I0928 04:51:15.784517 206 grpc_server.cc:4117] Started GRPCInferenceService at 0.0.0.0:8001
I0928 04:51:15.785177 206 http_server.cc:2815] Started HTTPService at 0.0.0.0:8000
I0928 04:51:15.826578 206 http_server.cc:167] Started Metrics Service at 0.0.0.0:8002
Client requests can execute script requests locally and in the container.
Dependencies should be installed to execute the script locally:
pip install grpcio
pip install tritonclient[all]
# If bash cannot recognize the brackets, you can use the following command to install dependencies:
pip install tritonclient\[all\]
# Send Requests
python3 grpc_client.py
When the request is sent successfully, the result is returned and printed out:
1. Named Entity Recognition Task--------------
The extraction schema: ['时间', '选手', '赛事名称']

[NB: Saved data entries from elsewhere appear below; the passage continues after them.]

PR #2927, opened 2020-06-24
Use std types for WorkQueue

elsid:
OpenThreads is a non standard way for multithreading in C++ without much benefits and sometimes with some [problems](https://gitlab.com/OpenMW/openmw/-/merge_requests/127#note_336202938).

### DIFF
--- a/components/sceneutil/workqueue.cpp
+++ b/components/sceneutil/workqueue.cpp
@@ -2,69 +2,55 @@
 
 #include <components/debug/debuglog.hpp>
 
+#include <numeric>
+
 namespace SceneUtil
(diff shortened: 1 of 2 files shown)


psi29a:
Does this remove/replace all instances of openthreads?

psi29a:
We only moved to OpenThreads because we used to use boost::thread... to get around OSG's messed up thread affinity stuff. Now that OSG has allowed us to turn off thread affinity, there is no reason to use OpenThreads and we can use something more standard.

While this is a start, I would prefer we go further in another PR and also purge it from cmake.

PR #2928, opened 2020-06-24
Load audio asychronously (fix #4880)

elsid:
The idea is to use background thread to open voice files. The problem first was discovered in https://gitlab.com/OpenMW/openmw/-/issues/4880 . My research shows this as the only thing that may have significant impact on a single frame time in mechanics manager. This graph shows frame time for each frame before this change:
before_osg_stats

There are multiple one frame duration spikes. This happens on SSD. Digging into the problem shows the same reason as bug [4880](https://gitlab.com/OpenMW/openmw/-/issues/4880).

After the change for the same test graph doesn't have this kind of spikes:
after_osg_stats

### DIFF
--- a/apps/openmw/mwsound/openal_output.hpp
+++ b/apps/openmw/mwsound/openal_output.hpp
@@ -14,12 +14,13 @@
 
 namespace MWSound
 {
-    class SoundManager;
     class Sound;
     class Stream;
 
     class OpenAL_Output : public Sound_Output
     {
+        const DecoderProvider* mDecoderProvider;
+
         ALCdevice *mDevice;
         ALCcontext *mContext;
 
@@ -95,7 +96,7 @@ namespace MWSound
         void pauseActiveDevice() override;
         void resumeActiveDevice() override;
 
-        OpenAL_Output(SoundManager &mgr);
+        OpenAL_Output(const DecoderProvider& decoderBuilder);
         virtual ~OpenAL_Output();
     };
 #ifndef DEFAULT_OUTPUT
--- a/apps/openmw/mwsound/openal_output.hpp
+++ b/apps/openmw/mwsound/openal_output.hpp
@@ -99,9 +99,6 @@ namespace MWSound
         OpenAL_Output(const DecoderProvider& decoderBuilder);
         virtual ~OpenAL_Output();
     };
-#ifndef DEFAULT_OUTPUT
-#define DEFAULT_OUTPUT(x) ::MWSound::OpenAL_Output((x))
-#endif
 }
 
 #endif
--- a/apps/openmw/mwsound/openal_output.hpp
+++ b/apps/openmw/mwsound/openal_output.hpp
@@ -12,6 +12,11 @@
 
 #include "sound_output.hpp"
 
+namespace VFS
+{
+    class Manager;
+}
+
 namespace MWSound
 {
     class Sound;
@@ -20,6 +25,7 @@ namespace MWSound
     class OpenAL_Output : public Sound_Output
     {
         const DecoderProvider* mDecoderProvider;
+        const VFS::Manager* mVFS;
 
         ALCdevice *mDevice;
         ALCcontext *mContext;
@@ -96,7 +102,7 @@ namespace MWSound
         void pauseActiveDevice() override;
         void resumeActiveDevice() override;
 
-        OpenAL_Output(const DecoderProvider& decoderBuilder);
+        OpenAL_Output(const DecoderProvider& decoderBuilder, const VFS::Manager& vfs);
         virtual ~OpenAL_Output();
     };
 }
--- a/apps/openmw/mwsound/soundmanagerimp.cpp
+++ b/apps/openmw/mwsound/soundmanagerimp.cpp
@@ -115,7 +115,7 @@ namespace MWSound
     }
 
     // Return a new decoder instance, used as needed by the output implementations
-    DecoderPtr SoundManager::getDecoder()
+    DecoderPtr SoundManager::getDecoder() const
     {
         return DecoderPtr(new DEFAULT_DECODER (mVFS));
     }
--- a/apps/openmw/mwsound/soundmanagerimp.cpp
+++ b/apps/openmw/mwsound/soundmanagerimp.cpp
@@ -109,7 +109,7 @@ namespace MWSound
 
     SoundManager::~SoundManager()
     {
-        clear();
+        SoundManager::clear();
         mSoundBuffers.clear();
         mOutput.reset();
     }
--- a/apps/openmw/mwsound/soundmanagerimp.cpp
+++ b/apps/openmw/mwsound/soundmanagerimp.cpp
@@ -54,7 +54,7 @@ namespace MWSound
 
     SoundManager::SoundManager(const VFS::Manager* vfs, bool useSound)
         : mVFS(vfs)
-        , mOutput(new DEFAULT_OUTPUT(*this))
+        , mOutput(new OpenAL_Output(*this))
         , mWaterSoundUpdater(makeWaterSoundUpdaterSettings())
         , mSoundBuffers(*vfs, *mOutput)
         , mListenerUnderwater(false)
--- a/apps/openmw/mwsound/soundmanagerimp.cpp
+++ b/apps/openmw/mwsound/soundmanagerimp.cpp
@@ -173,7 +173,7 @@ namespace MWSound
     SoundManager::~SoundManager()
     {
         SoundManager::clear();
-        mSoundBuffers.clear();
+        mSoundBuffers.lock()->clear();
         mOutput.reset();
     }
 
@@ -487,6 +487,8 @@ namespace MWSound
         if(!mOutput->streamSound(decoder, track.get()))
             return nullptr;
 
+        track->setPlaying();
+
         Stream* result = track.get();
         const auto it = std::lower_bound(mActiveTracks.begin(), mActiveTracks.end(), track);
         mActiveTracks.insert(it, std::move(track));
@@ -513,28 +515,21 @@ namespace MWSound
         if(!mOutput->isInitialized())
             return nullptr;
 
-        Sound_Buffer *sfx = mSoundBuffers.load(Misc::StringUtils::lowerCase(soundId));
-        if(!sfx) return nullptr;
-
-        // Only one copy of given sound can be played at time, so stop previous copy
-        stopSound(sfx, MWWorld::ConstPtr());
-
         SoundPtr sound = getSoundRef();
+
         sound->init([&] {
             SoundParams params;
             params.mVolumeFactor = volume;
-            params.mSfxVolume = sfx->getVolume();
+            params.mSfxVolume = 0.0f;
             params.mBaseVolume = volumeFromType(type);
             params.mPitch = pitch;
             params.mFlags = mode | type | Play_2D;
             return params;
         } ());
-        if(!mOutput->playSound(sound.get(), sfx->getHandle(), offset))
-            return nullptr;
-
         Sound* result = sound.get();
-        mActiveSounds[MWWorld::ConstPtr()].emplace_back(std::move(sound), sfx);
-        mSoundBuffers.use(*sfx);
+
+        loadSoundAsync(MWWorld::ConstPtr(), Misc::StringUtils::lowerCase(soundId), offset, std::move(sound));
+
         return result;
     }
 
@@ -549,27 +544,19 @@ namespace MWSound
         if ((mode & PlayMode::RemoveAtDistance) && (mListenerPos - objpos).length2() > 2000 * 2000)
             return nullptr;
 
-        // Look up the sound in the ESM data
-        Sound_Buffer *sfx = mSoundBuffers.load(Misc::StringUtils::lowerCase(soundId));
-        if(!sfx) return nullptr;
-
-        // Only one copy of given sound can be played at time on ptr, so stop previous copy
-        stopSound(sfx, ptr);
-
-        bool played;
         SoundPtr sound = getSoundRef();
-        if(!(mode&PlayMode::NoPlayerLocal) && ptr == MWMechanics::getPlayer())
+
+        if (!(mode & PlayMode::NoPlayerLocal) && ptr == MWMechanics::getPlayer())
         {
             sound->init([&] {
                 SoundParams params;
                 params.mVolumeFactor = volume;
-                params.mSfxVolume = sfx->getVolume();
+                params.mSfxVolume = 0.0f;
                 params.mBaseVolume = volumeFromType(type);
                 params.mPitch = pitch;
                 params.mFlags = mode | type | Play_2D;
                 return params;
             } ());
-            played = mOutput->playSound(sound.get(), sfx->getHandle(), offset);
         }
         else
         {
@@ -577,22 +564,21 @@ namespace MWSound
                 SoundParams params;
                 params.mPos = objpos;
                 params.mVolumeFactor = volume;
-                params.mSfxVolume = sfx->getVolume();
+                params.mSfxVolume = 0.0f;
                 params.mBaseVolume = volumeFromType(type);
                 params.mPitch = pitch;
-                params.mMinDistance = sfx->getMinDist();
-                params.mMaxDistance = sfx->getMaxDist();
+                params.mMinDistance = 0.0f;
+                params.mMaxDistance = 0.0f;
                 params.mFlags = mode | type | Play_3D;
                 return params;
             } ());
-            played = mOutput->playSound3D(sound.get(), sfx->getHandle(), offset);
         }
-        if(!played)
-            return nullptr;
 
         Sound* result = sound.get();
-        mActiveSounds[ptr].emplace_back(std::move(sound), sfx);
-        mSoundBuffers.use(*sfx);
+
+        // Look up the sound in the ESM data
+        loadSoundAsync(ptr, Misc::StringUtils::lowerCase(soundId), offset, std::move(sound));
+
         return result;
     }
 
@@ -603,36 +589,37 @@ namespace MWSound
         if(!mOutput->isInitialized())
             return nullptr;
 
-        // Look up the sound in the ESM data
-        Sound_Buffer *sfx = mSoundBuffers.load(Misc::StringUtils::lowerCase(soundId));
-        if(!sfx) return nullptr;
-
         SoundPtr sound = getSoundRef();
+
         sound->init([&] {
             SoundParams params;
             params.mPos = initialPos;
             params.mVolumeFactor = volume;
-            params.mSfxVolume = sfx->getVolume();
+            params.mSfxVolume = 0.0f;
             params.mBaseVolume = volumeFromType(type);
             params.mPitch = pitch;
-            params.mMinDistance = sfx->getMinDist();
-            params.mMaxDistance = sfx->getMaxDist();
+            params.mMinDistance = 0.0f;
+            params.mMaxDistance = 0.0f;
             params.mFlags = mode | type | Play_3D;
             return params;
         } ());
-        if(!mOutput->playSound3D(sound.get(), sfx->getHandle(), offset))
-            return nullptr;
-
         Sound* result = sound.get();
-        mActiveSounds[MWWorld::ConstPtr()].emplace_back(std::move(sound), sfx);
-        mSoundBuffers.use(*sfx);
+
+        // Look up the sound in the ESM data
+        loadSoundAsync(MWWorld::ConstPtr(), Misc::StringUtils::lowerCase(soundId), offset, std::move(sound));
+
         return result;
     }
 
     void SoundManager::stopSound(Sound *sound)
     {
-        if(sound)
+        if (!sound)
+            return;
+
+        if (sound->isPlaying())
             mOutput->finishSound(sound);
+        else
+            sound->cancelLoading();
     }
 
     void SoundManager::stopSound(Sound_Buffer *sfx, const MWWorld::ConstPtr &ptr)
@@ -653,14 +640,22 @@ namespace MWSound
         if(!mOutput->isInitialized())
             return;
 
-        Sound_Buffer *sfx = mSoundBuffers.lookup(Misc::StringUtils::lowerCase(soundId));
-        if (!sfx) return;
+        std::string normalizedSoundId = Misc::StringUtils::lowerCase(soundId);
 
-        stopSound(sfx, ptr);
+        if (Sound_Buffer *sfx = mSoundBuffers.lockConst()->lookup(normalizedSoundId))
+            stopSound(sfx, ptr);
+
+        for (const auto& loading : mLoadingSounds)
+            if (loading.mPtr == ptr && loading.mSoundId == normalizedSoundId)
+                loading.mSound->cancelLoading();
     }
 
     void SoundManager::stopSound3D(const MWWorld::ConstPtr &ptr)
     {
+        for (const auto& loading : mLoadingSounds)
+            if (loading.mPtr == ptr)
+                loading.mSound->cancelLoading();
+
         SoundMap::iterator snditer = mActiveSounds.find(ptr);
         if(snditer != mActiveSounds.end())
         {
@@ -677,6 +672,10 @@ namespace MWSound
 
     void SoundManager::stopSound(const MWWorld::CellStore *cell)
     {
+        for (const auto& loading : mLoadingSounds)
+            if (!loading.mPtr.isEmpty() && loading.mPtr != MWMechanics::getPlayer() && loading.mPtr.getCell() == cell)
+                loading.mSound->cancelLoading();
+
         for(SoundMap::value_type &snd : mActiveSounds)
         {
             if(!snd.first.isEmpty() && snd.first != MWMechanics::getPlayer() && snd.first.getCell() == cell)
@@ -705,7 +704,7 @@ namespace MWSound
         SoundMap::iterator snditer = mActiveSounds.find(ptr);
         if(snditer != mActiveSounds.end())
         {
-            Sound_Buffer *sfx = mSoundBuffers.lookup(Misc::StringUtils::lowerCase(soundId));
+            Sound_Buffer *sfx = mSoundBuffers.lockConst()->lookup(Misc::StringUtils::lowerCase(soundId));
             if (sfx == nullptr)
                 return;
             for(SoundBufferRefPair &sndbuf : snditer->second)
@@ -721,13 +720,16 @@ namespace MWSound
         SoundMap::const_iterator snditer = mActiveSounds.find(ptr);
         if(snditer != mActiveSounds.end())
         {
-            Sound_Buffer *sfx = mSoundBuffers.lookup(Misc::StringUtils::lowerCase(soundId));
-            return std::find_if(snditer->second.cbegin(), snditer->second.cend(),
+            Sound_Buffer *sfx = mSoundBuffers.lockConst()->lookup(Misc::StringUtils::lowerCase(soundId));
+            const bool playing = std::find_if(snditer->second.cbegin(), snditer->second.cend(),
                 [this,sfx](const SoundBufferRefPair &snd) -> bool
                 { return snd.second == sfx && mOutput->isSoundPlaying(snd.first.get()); }
             ) != snditer->second.cend();
+            if (playing)
+                return true;
         }
-        return false;
+        return mLoadingSounds.end() != std::find_if(mLoadingSounds.begin(), mLoadingSounds.end(),
+            [&] (const LoadingSound& v) { return v.mPtr == ptr && v.mSoundId == soundId; });
     }
 
     void SoundManager::pauseSounds(BlockerType blocker, int types)
@@ -835,7 +837,7 @@ namespace MWSound
 
             bool soundIdChanged = false;
 
-            Sound_Buffer* sfx = mSoundBuffers.lookup(update.mId);
+            Sound_Buffer* sfx = mSoundBuffers.lockConst()->lookup(update.mId);
             if (mLastCell != cell)
             {
                 const auto snditer = mActiveSounds.find(MWWorld::ConstPtr());
@@ -937,7 +939,7 @@ namespace MWSound
                         mUnderwaterSound = nullptr;
                     if (sound == mNearWaterSound)
                         mNearWaterSound = nullptr;
-                    mSoundBuffers.release(*sndidx->second);
+                    mSoundBuffers.lock()->release(*sndidx->second);
                     sndidx = snditer->second.erase(sndidx);
                 }
                 else
@@ -1038,6 +1040,7 @@ namespace MWSound
 
         playAllVoicesFromCreatedDecoders();
         playMusicFromCreatedDecoder();
+        playLoadedSounds();
 
         updateSounds(duration);
         if (MWBase::Environment::get().getStateManager()->getState()!=
@@ -1130,6 +1133,10 @@ namespace MWSound
         for (auto& v : mWaitingVoice)
             if (v.mPtr == old)
                 v.mPtr = updated;
+
+        for (auto& v : mLoadingSounds)
+            if (v.mPtr == old)
+                v.mPtr = updated;
     }
 
     // Default readAll implementation, for decoders that can't do anything
@@ -1201,12 +1208,15 @@ namespace MWSound
     {
         abortAll(mWaitingVoice);
         abortAll(mWaitingMusic);
+        abortAll(mLoadingSounds);
 
         waitForAll(mWaitingVoice);
         waitForAll(mWaitingMusic);
+        waitForAll(mLoadingSounds);
 
         mWaitingVoice.clear();
         mWaitingMusic.clear();
+        mLoadingSounds.clear();
 
         SoundManager::stopMusic();
 
@@ -1215,7 +1225,7 @@ namespace MWSound
             for(SoundBufferRefPair &sndbuf : snd.second)
             {
                 mOutput->finishSound(sndbuf.first.get());
-                mSoundBuffers.release(*sndbuf.second);
+                mSoundBuffers.lock()->release(*sndbuf.second);
             }
         }
         mActiveSounds.clear();
@@ -1348,8 +1358,10 @@ namespace MWSound
         if (mWaitingMusic.empty())
             return;
 
-        if (mWaitingMusic.back().mDeadline <= std::chrono::steady_clock::now())
-            mWaitingMusic.back().mWorkItem->waitTillDone();
+        const auto now = std::chrono::steady_clock::now();
+        const auto waiting = mWaitingMusic.back();
+        if (waiting.mDeadline <= now)
+            waiting.mWorkItem->waitTillDone();
 
         const auto locked = mMusicDecoders.lock();
         const auto decoder = locked->find(mWaitingMusic.back().mFileName);
@@ -1368,8 +1380,126 @@ namespace MWSound
         } ());
         mOutput->streamSound(decoder->second, mMusic.get());
 
+        mMusic->setPlaying();
         abortAll(mWaitingMusic);
         mWaitingMusic.clear();
         locked->clear();
+    }
+
+    void SoundManager::loadSoundAsync(const MWWorld::ConstPtr& ptr, std::string soundId, float offset, SoundPtr&& sound)
+    {
+        const auto sfx = lookupSound(soundId);
+
+        if (sfx != nullptr)
+        {
+            playLoadedSound(*sfx, ptr, offset, std::move(sound));
+            return;
+        }
+
+        const auto load = makeWorkItem([this, soundId] { loadSound(soundId); });
+
+        LoadingSound loading;
+        loading.mPtr = ptr;
+        loading.mSoundId = std::move(soundId);
+        loading.mOffset = offset;
+        loading.mSound = std::move(sound);
+        loading.mWorkItem = load;
+        loading.mDeadline = std::chrono::steady_clock::now() + sAsyncOperationTimeout;
+
+        mLoadingSounds.push_back(std::move(loading));
+        mWorkQueue->addWorkItem(load);
+    }
+
+    void SoundManager::loadSound(const std::string &soundId)
+    {
+        {
+            const auto locked = mLoadedSoundBuffers.lock();
+            if (locked->count(soundId) > 0)
+                return;
+        }
+
+        Sound_Buffer* sfx = mSoundBuffers.lock()->load(soundId);
+
+        mLoadedSoundBuffers.lock()->emplace(soundId, sfx);
+    }
+
+    Sound_Buffer* SoundManager::lookupSound(const std::string &soundId) const
+    {
+        {
+            const auto locked = mLoadedSoundBuffers.lockConst();
+            if (locked->count(soundId) > 0)
+                return nullptr;
+        }
+
+        return mSoundBuffers.lockConst()->lookup(soundId);
+    }
+
+    void SoundManager::playLoadedSounds()
+    {
+        if (mLoadingSounds.empty())
+            return;
+
+        const auto now = std::chrono::steady_clock::now();
+        for (const auto& sound : mLoadingSounds)
+            if (sound.mDeadline <= now)
+                sound.mWorkItem->waitTillDone();
+
+        const auto locked = mLoadedSoundBuffers.lock();
+
+        for (auto& loading : mLoadingSounds)
+        {
+            const auto loaded = locked->find(loading.mSoundId);
+
+            if (loaded == locked->end())
+                continue;
+
+            SoundPtr sound = std::move(loading.mSound);
+
+            if (sound->isLoadCancelled())
+                continue;
+
+            Sound_Buffer* sfx = loaded->second;
+
+            if (sfx == nullptr)
+                continue;
+
+            playLoadedSound(*sfx, loading.mPtr, loading.mOffset, std::move(sound));
+        }
+
+        locked->clear();
+
+        const auto isSoundNull = [] (const LoadingSound& v) { return v.mSound == nullptr; };
+
+        mLoadingSounds.erase(std::remove_if(mLoadingSounds.begin(), mLoadingSounds.end(), isSoundNull), mLoadingSounds.end());
+    }
+
+    void SoundManager::playLoadedSound(Sound_Buffer& sfx, const MWWorld::ConstPtr& ptr, float offset, SoundPtr&& sound)
+    {
+        // Only one copy of given sound can be played at time, so stop previous copy
+        stopSound(&sfx, ptr);
+
+        sound->setSfxVolume(sfx.getVolume());
+
+        bool played;
+
+        if (sound->getIs3D())
+        {
+            sound->setMinDistance(sfx.getMinDist());
+            sound->setMaxDistance(sfx.getMaxDist());
+
+            played = mOutput->playSound3D(sound.get(), sfx.getHandle(), offset);
+        }
+        else
+        {
+            played = mOutput->playSound(sound.get(), sfx.getHandle(), offset);
+        }
+
+        if (!played)
+            return;
+
+        sound->setPlaying();
+
+        mActiveSounds[ptr].emplace_back(std::move(sound), &sfx);
+        mSoundBuffers.lock()->use(sfx);
     }
 }
--- a/apps/openmw/mwsound/soundmanagerimp.cpp
+++ b/apps/openmw/mwsound/soundmanagerimp.cpp
@@ -34,6 +34,35 @@ namespace MWSound
     {
         constexpr float sMinUpdateInterval = 1.0f / 30.0f;
 
+        constexpr std::chrono::steady_clock::duration sAsyncOperationTimeout = std::chrono::milliseconds(200);
+
+        template <class Function>
+        class WorkItem final : public SceneUtil::WorkItem
+        {
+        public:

text= ['2月8日上午北京冬奥会自由式滑雪女子大跳台决赛中中国选手谷爱凌以188.25分获得金牌!']
results:
{'时间': {'end': 6,
'probability': 0.9857379794120789,
'start': 0,
'text': '2月8日上午'},
'赛事名称': {'end': 23,
'probability': 0.8503087162971497,
'start': 6,
'text': '北京冬奥会自由式滑雪女子大跳台决赛'},
'选手': {'end': 31,
'probability': 0.8981545567512512,
'start': 28,
'text': '谷爱凌'}}
================================================
text= ['2月7日北京冬奥会短道速滑男子1000米决赛中任子威获得冠军!']
results:
{'时间': {'end': 4,
'probability': 0.9921242594718933,
'start': 0,
'text': '2月7日'},
'赛事名称': {'end': 22,
'probability': 0.8171929121017456,
'start': 4,
'text': '北京冬奥会短道速滑男子1000米决赛'},
'选手': {'end': 26,
'probability': 0.9821093678474426,
'start': 23,
'text': '任子威'}}
2. Relation Extraction Task
The extraction schema: {'竞赛名称': ['主办方', '承办方', '已举办次数']}
text= ['2022语言与智能技术竞赛由中国中文信息学会和中国计算机学会联合主办,百度公司、中国中文信息学会评测工作委员会和中国计算机学会自然语言处理专委会承办,已连续举办4届,成为全球最热门的中文NLP赛事之一。']
results:
{'竞赛名称': {'end': 13,
'probability': 0.7825395464897156,
'relation': {'主办方': [{'end': 22,
'probability': 0.8421710729598999,
'start': 14,
'text': '中国中文信息学会'},
{'end': 30,
'probability': 0.7580801248550415,
'start': 23,
'text': '中国计算机学会'}],
'已举办次数': [{'end': 82,
'probability': 0.4671308398246765,
'start': 80,
'text': '4届'}],
'承办方': [{'end': 39,
'probability': 0.8292703628540039,
'start': 35,
'text': '百度公司'},
{'end': 55,
'probability': 0.7000497579574585,
'start': 40,
'text': '中国中文信息学会评测工作委员会'},
{'end': 72,
'probability': 0.6193480491638184,
'start': 56,
'text': '中国计算机学会自然语言处理专委会'}]},
'start': 0,
'text': '2022语言与智能技术竞赛'}}
The current configuration is by default to run the paddle engine on CPU. If you want to run on CPU/GPU or other inference engines, modifying the configuration is needed.Please refer to Configuration Document.